Do you suffer from recurring sores on or around your mouth and lips? If so, know that you are not alone! Over 20% of the population suffers from sores along with you.
Fever blisters, caused by Herpes Simplex Type-1 virus, are fluid filled blisters that most commonly occur on a person’s lips. They can also form in the mouth, particularly the gums and roof of the mouth, but this is rare. Fever blisters are usually painful. The pain can start at the very hint of the lesion beginning to form. The blisters rupture within hours, and then they crust over and form scabs. Typically, fever blisters last about 7-10 days.

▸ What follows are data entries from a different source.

PR #1164, opened 2026-08-26
Fix defstruct with bases using a StructMeta subclass

### LINKED ISSUE #974: msgspec.defstruct is not compatible with msgspec.StructMeta
### Description

Structs that were defined with custom metaclass (subclass of `msgspec.StructMeta`) can't be subclassed with `msgspec.defstruct`. (msgspec 0.20.0)

Following code:
```python
import msgspec

class _FooStructMeta(msgspec.StructMeta):
    def __new__(mcls, name, bases, namespace, **struct_config):
        return super().__new__(mcls, name, bases, namespace, **struct_config)

class FooStruct(msgspec.Struct, metaclass=_FooStructMeta):
    pass

BarStruct = msgspec.defstruct(name="BarStruct", fields=[("id", int)], bases=(FooStruct,))
```
Raises this error:
```
  File "/home/jirka642/.config/JetBrains/PyCharm2025.3/scratches/scratch_1.py", line 13, in <module>
    BarStruct = msgspec.defstruct(name="BarStruct", fields=[("id", int)], bases=(FooStruct,))
                ^^^^^^^^^^^^^^^^^^^^^^^^^^^^^^^^^^^^^^^^^^^^^^^^^^^^^^^^^^^^^^^^^^^^^^^^^^^^^
  File "/home/jirka642/.config/JetBrains/PyCharm2025.3/scratches/scratch_1.py", line 6, in __new__
    return super().__new__(mcls, name, bases, namespace, **struct_config)
           ^^^^^^^^^^^^^^^^^^^^^^^^^^^^^^^^^^^^^^^^^^^^^^^^^^^^^^^^^^^^^^
TypeError: Struct types cannot define __slots__
```

I have been able to hotfix it by running `namespace.pop("__slots__", None)` in the metaclass, but I'm not sure if that is safe.

abhijeet117:
Fixes #974

## Summary

`defstruct(bases=...)` raised `TypeError: Struct types cannot define __slots__` when a base used a custom `StructMeta` subclass, while equivalent class syntax worked. `defstruct` always built the class through `StructMeta`, so type creation re-dispatched through the base's more derived metaclass and re-entered construction with `__slots__` already injected into the namespace. We now resolve the most derived metaclass among the bases (mirroring CPython's calculation) and construct through it, matching class definition behavior.

## Testing

Added `test_defstruct_custom_metaclass_base` (constructs, instantiates, JSON round-trips) plus `test_defstruct_default_metaclass`. Full unit suite: 6380 passed, 145 skipped (CPython 3.13, Windows). `ruff check`, `ruff format --diff`, and `codespell` clean on changed files.

## Checklist

- [x] Bug reproduced before fix
- [x] Root cause identified
- [x] Bug fixed
- [x] Tests passed

### DIFF
--- a/src/msgspec/_core.c
+++ b/src/msgspec/_core.c
@@ -6795,6 +6795,33 @@ StructMeta_new(PyTypeObject *type, PyObject *args, PyObject *kwargs)
     );
 }
 
+/* Determine the most derived metaclass among `metatype` and the metaclasses
+ * of `bases`. This mirrors the metaclass calculation CPython performs when
+ * creating a class through `type`, so that classes created by `defstruct`
+ * resolve the same metaclass as equivalent class definitions. Returns NULL
+ * with an exception set if the metaclasses conflict. */
+static PyTypeObject *
+structmeta_calculate_metaclass(PyTypeObject *metatype, PyObject *bases) {
+    PyTypeObject *winner = metatype;
+    for (Py_ssize_t i = 0; i < PyTuple_GET_SIZE(bases); i++) {
+        PyObject *base = PyTuple_GET_ITEM(bases, i);
+        if (!PyType_Check(base)) continue;
+        PyTypeObject *base_meta = Py_TYPE(base);
+        if (PyType_IsSubtype(winner, base_meta)) continue;
+        if (PyType_IsSubtype(base_meta, winner)) {
+            winner = base_meta;
+            continue;
+        }
+        PyErr_SetString(
+            PyExc_TypeError,
+            "metaclass conflict: the metaclass of a derived class must be a "
+            "(non-strict) subclass of the metaclasses of all its bases"
+        );
+        return NULL;
+    }
+    return winner;
+}
+
 
 PyDoc_STRVAR(msgspec_defstruct__doc__,
 "defstruct(name, fields, *, bases=None, module=None, namespace=None, "
@@ -6956,8 +6983,15 @@ msgspec_defstruct(PyObject *self, PyObject *args, PyObject *kwargs)
     }
     if (PyDict_SetItemString(namespace, "__annotations__", annotations) < 0) goto cleanup;
 
+    /* Create the class through the most derived metaclass among the bases.
+     * Otherwise type creation re-dispatches through that metaclass, running
+     * this logic a second time on a namespace we've already injected
+     * __slots__ into, which would fail the namespace check. */
+    PyTypeObject *metatype = structmeta_calculate_metaclass(&StructMetaType, bases);
+    if (metatype == NULL) goto cleanup;
+
     out = StructMeta_new_inner(
-        &StructMetaType, name, bases, namespace,
+        metatype, name, bases, namespace,
         arg_tag_field, arg_tag, arg_rename,
         arg_omit_defaults, arg_forbid_unknown_fields,
         arg_frozen, arg_eq, arg_order, arg_kw_only,
--- a/src/msgspec/_core.c
+++ b/src/msgspec/_core.c
@@ -6641,8 +6641,15 @@ StructMeta_new_inner(
     PyObject *args = Py_BuildValue("(OOO)", name, bases, info.namespace);
     if (args == NULL) goto cleanup;
     cls = (StructMetaObject *) PyType_Type.tp_new(type, args, NULL);
-    Py_CLEAR(args);
     if (cls == NULL) goto cleanup;
+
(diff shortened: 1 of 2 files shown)


fallenmi (changes requested):
The selected metaclass is assigned to the generated type, but its construction hooks are never invoked. `StructMeta_new_inner` calls `PyType_Type.tp_new(metatype, ...)` directly, bypassing the selected metaclass's `__new__` and `__init__`. That breaks the documented `StructMeta` subclass pattern for supplying default struct configuration.

At exact head `b11a57d52c3329fa460a1a1d60e7059106796119`, using the documented pattern with a metaclass that does `config.setdefault("kw_only", True)` produces these divergent results:

```text
defstruct: calls=[]; signature=(child: int, *, base: int); Dynamic(2, base=1) succeeds
class syntax: calls=[("new", "Static"), ("init", "Static")]; signature=(*, base: int, child: int); Static(2, base=1) raises TypeError
```

The added custom-metaclass test only delegates from `__new__` and checks the resulting metaclass, so it cannot detect that the hook was skipped. Please preserve the selected metaclass's hooks exactly once (including their configuration/validation behavior) and add a regression covering a hook with an observable effect.

Verification: exact base `f51f378335b01dc0026dc6553a0b9e1915a8edae` reproduces the reported `Struct types cannot define __slots__` failure; the two added tests pass on the head; the complete unit suite passes (`6382 passed, 143 skipped`). The hook/configuration probe above remains red on the head.

Reviewed with OpenAI Codex assistance

abhijeet117:
@fallenmi Thanks for the feedback. I've pushed the requested changes, addressed the review comments, and added the relevant regression coverage. The updated implementation and tests have been verified. Please take another look when you get a chance.

fallenmi (changes requested):
The follow-up still does not preserve the selected metaclass's construction semantics, and the direct `tp_init` call introduces a regression for ordinary class syntax. At exact head `995ca0b6ffc0ae4cdfeff1de0babce5b3347bc72`, `PyType_Type.tp_new(type, ...)` still bypasses `CustomMeta.__new__`; `type->tp_init` is then invoked inside `StructMeta_new_inner`, before the struct fields/configuration are installed.

For `defstruct` I observe only `[("init", "Dynamic")]`, with `__struct_fields__` still missing during that hook, signature `(child: int, *, base: int)`, and a positional child accepted. Equivalent class syntax observes `[("new", "Static"), ("init", "Static"), ("init", "Static")]`, signature `(*, base: int, child: int)`, and rejects the positional child. A metaclass whose `__new__` raises for the generated name is likewise bypassed by `defstruct` but honored by class syntax.

The added regression test is also red as written because it retains the hooks recorded while creating `Base`; the complete local unit run is `1 failed, 6382 passed, 143 skipped` on CPython 3.13.5. Clearing those setup calls would still expose the missing `__new__` and unapplied `kw_only` policy. The public Build and Test, docs-pr, and CodSpeed workflows for this head are currently `action_required` with zero jobs.

There is also a deterministic failure-path reference leak in the new code. `Py_CLEAR(args)` was moved below both the `tp_new` and `tp_init` failure branches, while `cleanup:` never decrefs `args`. Repeating 25 custom-`__init__` validation failures increases the refcount of a namespace sentinel by 25 on this head; exact base increases it by 0.

Please dispatch construction through the selected metaclass on the original namespace/configuration (or otherwise preserve the same lifecycle), so `__new__` and `__init__` each run exactly once at the class-syntax-equivalent point, validation/config hooks are honored, and all failure-owned references are released. The compatible-MRO and metaclass-conflict behavior did match class syntax in my probes.

Reviewed with OpenAI Codex assistance.

Siyet (commented):
The previous class-construction and error-handling issues are fixed. One difference from ordinary class creation remains: configuration flags are converted to booleans twice in `defstruct`, first during argument parsing and then in `StructMeta`. With a stateful `__bool__`, the resulting configuration can differ:

```python
class Flag:
    def __init__(self):
        self.calls = 0
    def __bool__(self):
        self.calls += 1
        return self.calls == 1

flag = Flag()
D = msgspec.defstruct("D", ["x"], frozen=flag)
print(flag.calls, D.__struct_config__.frozen)
# This PR: 2, False. Main and equivalent class syntax: 1, True.
```

The documented flags are booleans, so this is an edge case. Please remove the duplicate conversion while preserving the distinction between omitted and supplied arguments, so metaclass defaults still apply, and add a regression test.

PR #1170, opened 2026-09-02
Clarify msgspec.Raw unsupported with yaml/toml decode

### LINKED ISSUE #1136: `msgspec.Raw` appears not to work with `msgspec.yaml.decode`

Once a person is infected, the virus remains with you. It hides away in your nerves until activated. Conditions such as stress, fever, trauma, hormonal changes, and exposure to sunlight can cause the blisters to form again.
I used to get fever blisters as a child every time I had a fever. A few days after my body had healed, I would feel my lips tingle in the corner of my mouth. Sure enough, within a day, I could see the fever blister forming. Over the past few years, I have stopped getting them after fevers. Instead, they appear each time I am overexposed to the sun. That very night the tingling starts and the next day the blister shows it’s ugly head somewhere on my lips, usually around the corners again. The last blisters I got were very severe. I was under a lot of stress from moving 1000miles away from my family and friends, having to deal with military issues, and saying goodbye for month away from my husband. Not long after he left for Officer Training School in Alabama, I developed extremely sore, dry corners of my mouth that cracked. Then, a few days later I had two large blisters in each corner. This time, the blisters lasted a long 10 or so days! I could barely open my mouth because of the crust. If I stretched the blisters, they would crack open and bleed.
Fever blisters are not curable, but there are some antiviral ointments that help treat the affected areas.
For over six years in a row Carmex has ranked highest in a survey of over-the-counter lip balms recommended by pharmacists across the nation. This product is a lip balm for dry, chapped lips. It is also great for cold sores and fever blisters. At the first tingle, apply Carmex to the entire area. It leaves the blisters moisturized and soothes the cracking. Some people claim that Carmex even shortens healing time. Carmex comes in small tubes and tubs and runs about $2 at the drugstore.
Acyclovir 5% cream, also known as Zovirax, is FDA approved for the treatment of recurrent fever blisters. Oral acyclovir, given 5 times a day for children, shortened the course from 10 days to 4 days and reduced the duration of fever, eating, and drinking difficulties. Lower doses shorten healing by about one day and had no help with pain. However, by using a higher dose and starting during the tingling phase did have a significant effect on pain and duration.
Herpecin-L is my personal favorite. It is a unique product used for the treatment, protection, and prevention of blisters. Herpecin-L, unlike some other products, helps prevent painful cracking and promotes healing without numbing or drying the area. It contains dimethicone for protection, and comes with a sunscreen to help guard against the sun’s harmful rays. When I go outside in the sun, I keep Herpecin-L on my lips! I have not had an outbreak since I began using this product!
Some other things you can do to protect yourself is to avoid contact with another person when a lesion is present. Wash hands carefully before touching another part of your body or anyone else. The virus easily spreads to other people. Don’t squeeze, pinch, or pick at the blister. It will only elongate healing times.
More than 80% of Americans carry the virus that causes fever blisters. Treating a cold sore early will help shorten the duration and will ease the pain and discomfort. Try one of the above products; all three have proven themselves worthy in my experiences!